PR #10974, opened 2026-08-01
fix(windows): let Stop cancel a memories bulk delete during a rate-li…

toughc-web:
## What changed and why

`deleteMemoriesPaced` only observed `shouldStop()` between ids, so both of its waits were uninterruptible. A Stop pressed during a 429 `Retry-After` pause could not take effect until the whole pause elapsed, and when it ended the loop retried and deleted one more memory after the user had already asked to stop. The 1100ms pacing tail had the same property.

`waitInterruptible(ms, shouldStop)` now sleeps in 250ms slices and returns as soon as `shouldStop()` flips, and the 429 branch rechecks it after the pause and stops without deleting. An id cancelled mid-retry counts as neither deleted nor failed and fires no `onResult`, so its row stays: that memory still exists.

Callers that pass no `shouldStop` (`retentionSweep.ts`) take an early return, so each wait creates exactly one timer for exactly the original duration, with no polling and no repeated callback evaluation.

Deleting memories is irreversible, so an unresponsive Stop fails in the wrong direction. No API change, no new dependency, no UI change.

none

## How it was verified

Run from `desktop/windows` on Node 22.23.2 with pnpm 11.18.0 and `--frozen-lockfile`:

- `pnpm test src/renderer/src/lib/memoriesBulk.test.ts` -> 10 passed
- `pnpm test` (full suite) -> 533 files / 5131 tests passed, 6 files and 18 tests skipped, 0 failed
- `pnpm typecheck` -> clean (node and web)
- `pnpm exec eslint` and `pnpm exec prettier --check` on both changed files -> clean

Stated explicitly, since it matters: I did not exercise this through the signed-in desktop UI. A source build cannot complete Google sign-in without Omi's production OAuth client secret, which is not in the public repo, so the running app was not driven end to end. The behavior is covered at the module boundary instead, through the same `shouldStop` callback `Memories.tsx` passes, with the delete client mocked and fake timers driving the pauses.

## Tests

7 cases added to `src/renderer/src/lib/memoriesBulk.test.ts`.

Four of them fail on `main` and pass with this change, so they are the regression tests that would have caught the bug:

- a Stop during a rate-limit pause no longer lets one more delete through (asserts exactly one request reached the server, tally `{deleted: 0, failed: 0}`, and no `onResult`)
- the rate-limit pause ends within a poll interval instead of being served out
- the pacing tail is not served at all when Stop is already set (asserts zero scheduled timers)
- the pacing tail is cut short when Stop lands after the wait has begun

The other three pass on `main` by design, as non-regression guards: the no-`shouldStop` path still schedules a single unsliced 1100ms timer, normal completion still deletes every id and paces between them, and a rate limit still gets waited out and completes when the user lets it run.

## Failure class (fixes)

Failure-Class: none

### DIFF
--- a/desktop/windows/src/renderer/src/lib/memoriesBulk.test.ts
+++ b/desktop/windows/src/renderer/src/lib/memoriesBulk.test.ts
@@ -1,10 +1,16 @@
-import { describe, it, expect, vi, beforeEach } from 'vitest'
+import { describe, it, expect, vi, beforeEach, afterEach } from 'vitest'
 import type { Memory } from '../hooks/useMemories'
 
 const omiApiGet = vi.fn()
-vi.mock('./apiClient', () => ({ omiApi: { get: (...args: unknown[]) => omiApiGet(...args) } }))
+const omiApiDelete = vi.fn()
+vi.mock('./apiClient', () => ({
+  omiApi: {
+    get: (...args: unknown[]) => omiApiGet(...args),
+    delete: (...args: unknown[]) => omiApiDelete(...args)
+  }
+}))
 
-import { fetchAllMemories } from './memoriesBulk'
+import { fetchAllMemories, deleteMemoriesPaced } from './memoriesBulk'
 
 function page(ids: string[]): { data: Partial<Memory>[] } {
   return { data: ids.map((id) => ({ id, uid: 'u', content: id, created_at: '', updated_at: '' })) }
@@ -12,6 +18,7 @@ function page(ids: string[]): { data: Partial<Memory>[] } {
 
 beforeEach(() => {
   omiApiGet.mockReset()
+  omiApiDelete.mockReset()
 })
 
 // Fakes GET /v3/memories: hard page cap 500, no first-page expansion.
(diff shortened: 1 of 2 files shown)


Git-on-my-level (commented):
Nice fix — this addresses a genuine safety-of-direction bug. Deleting memories is irreversible, so a Stop button that cannot actually stop during a 429 Retry-After pause (tens of seconds) is failing in the wrong direction: the loop would wake up and delete one more memory after the user had already asked it to stop.

The approach is clean: `waitInterruptible` sleeps in 250ms slices and returns as soon as `shouldStop()` flips, the 429 branch rechecks it after the pause and breaks without retrying, and an id cancelled mid-retry correctly counts as neither deleted nor failed with no `onResult` (the memory still exists). The no-`shouldStop` path (`retentionSweep.ts`) takes the early `return sleep(ms)` so its single unsliced timer is preserved — verified against the actual call site. The seven new tests with fake timers and a mocked delete client are thorough, and the four that fail on `main` are exactly the regression guards this bug needs.

Two notes, neither blocking:

1. The repo's Hygiene and PR Metadata Preflight checks are currently failing on this head. Those are metadata/invariant gates rather than code-quality failures, but they'll need to be green before merge.

2. Separately (pre-existing, called out by cubic): the 1100ms pacing tail still runs after the last id, which delays `setDeleting(false)` / the completion toast by ~1.1s for single or last-item deletes. This PR doesn't introduce that and actually makes it cancellable, so it's a reasonable follow-up rather than something to fold in here.

Leaving a positive signal — a human maintainer should be good to merge once CI passes.

---

kodjima33 (approved):
Desktop bug fix: Stop now interrupts the 429/pacing waits so a cancelled bulk delete stops immediately; covered by new tests.

PR #11284, opened 2026-08-09
feat(llm): dynamic OpenRouter model catalog for context/max tokens

undivisible:
## Summary
- Add `OpenRouterModelCatalog` that fetches/caches OpenRouter `GET /api/v1/models` for `context_length`, `max_completion_tokens`, and `supported_parameters`.
- Clamp gateway provider requests for OpenRouter routes against live completion ceilings (rs_ai-inspired thin registry; OpenRouter is the numeric metadata source because rs_ai does not expose context windows).
- Stacked on #11283 (`backend-ssot-openrouter`).

## Test plan
- [x] `tests/unit/test_openrouter_model_catalog.py` via `test.sh`
- [x] `tests/unit/test_llm_gateway_executor.py` still green
- [ ] Optional live check: with `OPENROUTER_API_KEY`, confirm `openai/gpt-5.6-luna` resolves with non-null context/max completion

## Failure class (fixes)

Failure-Class: none

The `fix:` commits here come from the merged parent branch; this PR adds the dynamic
OpenRouter model catalog and its clamp.

<a href="https://cubic.dev/pr/BasedHardware/omi/pull/11284?utm_source=github" target="_blank" rel="noopener noreferrer" data-no-image-dialog="true"><picture><source media="(prefers-color-scheme: dark)" srcset="https://www.cubic.dev/buttons/review-in-cubic-dark.svg"><source media="(prefers-color-scheme: light)" srcset="https://www.cubic.dev/buttons/review-in-cubic-light.svg">Review in cubic</picture></a>


Git-on-my-level:
Thanks for this — the dynamic catalog is a clean approach to keeping provider limits accurate without hardcoding them in route config.

Reviewed all 3 changed files:

**backend/utils/llm/openrouter_model_catalog.py** — Solid implementation. Thread-safe TTL cache with double-checked locking (lines 74-89), fail-open design that retains stale entries when refresh fails (line 85), and defensive parsing that correctly rejects bools from `_positive_int` (line 139). The `apply_openrouter_completion_clamp` helper correctly gates on `provider == 'openrouter'` (line 184) so non-OpenRouter routes pass through untouched.

**backend/llm_gateway/gateway/executor.py** — The clamp is applied as the final transform in `_provider_request` (line 438), after output budget. This is the right position — budget shaping happens first, then the live ceiling is enforced last. One note: the singleton reads `OPENROUTER_API_KEY` at fetch time (line 93) rather than construction, which is fine for a long-lived server process.

**backend/tests/unit/test_openrouter_model_catalog.py** — Good coverage across the core paths: limit loading, clamping to provider ceiling, non-OpenRouter passthrough, stale retention on refresh failure, and non-JSON rejection. The `autouse` reset fixture (line 17) correctly isolates each test from the module-level singleton.

The 5 new tests pass (verified locally). The Backend unit suite failure is present on the parent branch (#11283 `backend-ssot-openrouter`) as well — the same 3 test files fail there independently of this commit.

Leaving for human maintainer review: this is a stacked PR making an architectural decision about whether Omi should source LLM model limits dynamically from OpenRouter rather than hardcoding them, and it touches provider routing in the gateway executor.

---

Issue #11292, opened 2026-08-09
App search fetches and enriches the whole catalog on every query, and matches name only


mikejsmith1985:
Searching the Apps tab is slow no matter what I type — typing `s` costs the same as
typing `sports` — and some searches return nothing when they clearly shouldn't. Searching
`adhd` gives "No apps found".

Reading `/v2/apps/search` against `d60ab7a1c`, both look like the same root cause: **the
query never reaches the database.**

- `backend/database/apps.py:83` — `search_apps_db()` takes `category`, `capability`,
  `my_apps`, `installed_apps`. There is no query parameter.
- `backend/routers/apps.py:672` — so it is called without the text query, and returns the
  whole catalog for the given filters.
- `backend/routers/apps.py:693-694` — `get_apps_installs_count(app_ids)` and
  `get_apps_reviews(app_ids)` then run over **every app in that catalog**, followed by an
  `App(**app_dict)` construction per record.
- `backend/routers/apps.py:725` — only then is the text applied, in Python:
  `search_query in app.name.lower()`.

So the per-request cost is independent of the query, which matches the symptom: every
keystroke pays for the full catalog plus its install counts and reviews, then discards
almost all of it.

The second half is the empty results. That final filter matches **the name only**, while
the parameter is documented as `'Search query for app name or description'`
(`backend/routers/apps.py:650`). An app whose description is about ADHD but whose name
does not contain the string is unreachable by search. I do not know whether the docstring
or the behaviour is the intended one, which is part of why I am asking rather than
sending a patch.

Happy to work on this if you want it — I would rather agree the direction first, since
pushing the query down to Firestore is a real change to a hot path and the substring
match has no obvious index-friendly equivalent.

*Investigated with Claude Code; every file:line above was verified against `d60ab7a1c`.*

kodjima33:
Both halves confirmed against `d60ab7a1c` — thanks for the file:line trace, it was exact.

I've taken the **name-only match** half in #11294, since that one is unambiguous: the `q`
parameter documents "app name or description", and every client's offline fallback ranks over
name/description/category/author (`desktop/.../appRanking.ts` → `matchesQuery`). The remote
endpoint was strictly narrower than the fallback it replaces — an app findable with the network
down vanished once the endpoint answered. Fixed to name OR description, with a relevance tier
(exact name → name prefix → description-only) ahead of the installs sort, because results are
paginated and widening the predicate alone would let a 10k-install description match push the
app you typed the name of off page 1.

[...]

PR #11293, opened 2026-08-09
fix(app): keep a progress indicator running for the whole app search

mikejsmith1985:
## Problem

Searching the Apps tab shows five shimmer placeholders. `ShimmerWithTimeout` stops
animating after five seconds and falls back to static blocks
(`app/lib/widgets/shimmer_with_timeout.dart:57`), so any search slower than that leaves
five motionless grey rectangles and nothing else moving on screen.

At that point a working search and a wedged one look identical. This is the state users
report as the app having hung: on a slow search the screen settles into five unmoving grey
rectangles with no spinner, no bar, and no text.

Related: #11292 covers why those searches are slow in the first place. This PR is only
about the screen not looking dead while they run, and stands on its own.

## Change

Adds an indeterminate `LinearProgressIndicator` above the placeholders that does not time
out, so there is always one moving thing for as long as the request is in flight.

Indeterminate on purpose: a search has no known duration, and a determinate bar would have
to invent a percentage that then appears to stall — the same doubt in a different shape.

The loading state moves into `SearchLoadingSliver` so it can be pumped on its own in a
widget test. Reaching it through `ExploreInstallPage` would need a live backend, which
would put the regression test outside CI.

`ShimmerWithTimeout` itself is untouched. It has 45 call sites across 22 files, and its
timeout is reasonable where something else already signals liveness; the defect here is
that on this screen nothing else did.

No new user-facing strings, so no ARB changes.

## Verification

- `flutter test test/widgets/search_loading_sliver_test.dart` — 3/3 pass. The two
  progress-indicator assertions fail on the parent commit; that is the regression this fixes.
- `flutter test test/widgets` — 146 pass.
- `flutter test` — 1119 pass, 2 fail: `plans_sheet_l10n` and `voice_recorder_mic_contention`.
  Both reproduce with this work stashed on `d60ab7a1c`, so neither is from this change; the
  latter is a Windows temp-directory teardown lock.
- `dart analyze` on all three changed files — no issues.
- `dart format --line-length 120` — no changes.

**I could not run the app.** No macOS and no Android SDK on this machine, so this is not
verified on a device. The widget test asserts the behaviour, but that is not the same as
having seen it, and I would rather say so than imply otherwise.

## Product invariants

`scripts/pr-preflight --suggest` reports none affected. `brand-ui` (INV-UI-1) is selected
because the diff touches UI sources: the indicator is `AppStyles.textPrimary` on
`AppStyles.backgroundSecondary` — white on neutral, no purple.

## Failure class

Failure-Class: none

No existing class covers it — the registry's closest entries are scoped to specific
subsystems (`FC-media-track-output-liveness` is desktop Windows rewind capture). I have not
declared `new`, because a new class asks for a canonical prevention artifact and a reusable
guard surface, and I do not think one UI liveness affordance earns that yet. Happy to
classify it differently if you would rather it were tracked.

---

*Written with Claude Code. Every file:line above was verified against `d60ab7a1c`.*

<a href="https://cubic.dev/pr/BasedHardware/omi/pull/11293?utm_source=github" target="_blank" rel="noopener noreferrer" data-no-image-dialog="true"><picture><source media="(prefers-color-scheme: dark)" srcset="https://www.cubic.dev/buttons/review-in-cubic-dark.svg"><source media="(prefers-color-scheme: light)" srcset="https://www.cubic.dev/buttons/review-in-cubic-light.svg">Review in cubic</picture></a>

### DIFF
--- a/app/lib/pages/apps/explore_install_page.dart
+++ b/app/lib/pages/apps/explore_install_page.dart
@@ -15,6 +15,7 @@ import 'package:omi/pages/apps/widgets/category_apps_page.dart';
 import 'package:omi/pages/apps/widgets/category_section.dart';
 import 'package:omi/pages/apps/widgets/filter_sheet.dart';
 import 'package:omi/pages/apps/widgets/popular_apps_section.dart';
+import 'package:omi/pages/apps/widgets/search_loading_sliver.dart';
 import 'package:omi/providers/app_provider.dart';
 import 'package:omi/providers/home_provider.dart';
 import 'package:omi/utils/app_localizations_helper.dart';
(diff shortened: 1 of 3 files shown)


Git-on-my-level:
Thanks for this — it's a genuinely well-scoped fix. I verified the premise against the source: `ShimmerWithTimeout` defaults to `timeoutSeconds: 5` (`app/lib/widgets/shimmer_with_timeout.dart:35`) and then renders its child statically, so a slow app search does leave five motionless grey rectangles with nothing else moving. The bug is real and your framing of it is accurate.

What I like:

- `search_loading_sliver.dart`: the indeterminate `LinearProgressIndicator` (no `value` set) is the right call — a search has no known duration, so a determinate bar would have to invent a percentage that then appears to stall, recreating the same doubt. Keeping it outside `ShimmerWithTimeout` so it never times out is exactly the point.
- The extraction is clean: `SliverMainAxisGroup` lets the bar and the shimmer list share one padded sliver, and the old inline `_buildShimmerListItem` is preserved 1:1 in `_ShimmerListItem`.
- `explore_install_page.dart`: the call site swap (`const SearchLoadingSliver()` replacing `_buildSearchLoadingSliver()`) is correct — it still only shows when `state.isSearching` is true.
- `test/widgets/search_loading_sliver_test.dart`: the three tests pin the precise regression — 5 placeholders, the `LinearProgressIndicator` still present after pumping past 10s, and `indicator.value` being null. Pumping the widget in isolation (rather than through `ExploreInstallPage`) is the right way to keep this regression test backend-free and in CI.

All `AppStyles` tokens used (`spacingL`, `radiusSmall`, `textPrimary`, `backgroundSecondary`, `backgroundTertiary`) resolve in `ui_guidelines.dart`. No new dependencies, no native/auth/data surfaces touched.

One optional, non-blocking nit: `placeholderCount` defaults to 5 and is honored, but it's only exercised at the default in the tests. Not worth blocking on for a loading placeholder.

Leaving a positive signal rather than a formal approval.

---

mikejsmith1985:
Same note as on #11297, since it applies here too: **no CI has been triggered on this PR.** Zero workflow runs — the only check reporting is cubic's review.

Not path filtering. `.github/workflows/backend-hermetic-e2e.yml` fires on every `pull_request` to `main` with no `paths:` filter, doing its scope detection inside the job, which is what makes `Backend Hermetic Merge Gate` report on every PR per AGENTS.md. It has not run on either of my PRs.

Most likely the first-time-contributor approval gate on fork pull requests. If so, a maintainer clicking **Approve and run workflows** unblocks it; I have no way to trigger it myself.

Local results on `d60ab7a1c` in the meantime: `flutter test test/widgets` 146 pass, full `flutter test` 1119 pass / 2 fail (`plans_sheet_l10n` and `voice_recorder_mic_contention`, both failing identically with this work stashed), `pr_preflight --lane local` 11/11. Still not run on a device — no macOS or Android SDK here — which is the one Definition of Done item I cannot satisfy.

kodjima33 (approved):
Adds a non-timing-out progress indicator so a slow apps search no longer looks hung; widget test included, clear symptom write-up. Approve-only — no CI has run on this branch yet.

kodjima33 (approved):
Search shimmer stops animating after 5s, so a slow search looks wedged; adds a non-timing-out indeterminate bar and extracts the sliver for a widget test. 5/5.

⁂

> [What to produce] Lines with the string "suite": pick each one out of the material and return it.

> [Finished task]
- `pnpm test` (full suite) -> 533 files / 5131 tests passed, 6 files and 18 tests skipped, 0 failed
The 5 new tests pass (verified locally). The Backend unit suite failure is present on the parent branch (#11283 `backend-ssot-openrouter`) as well — the same 3 test files fail there independently of this commit.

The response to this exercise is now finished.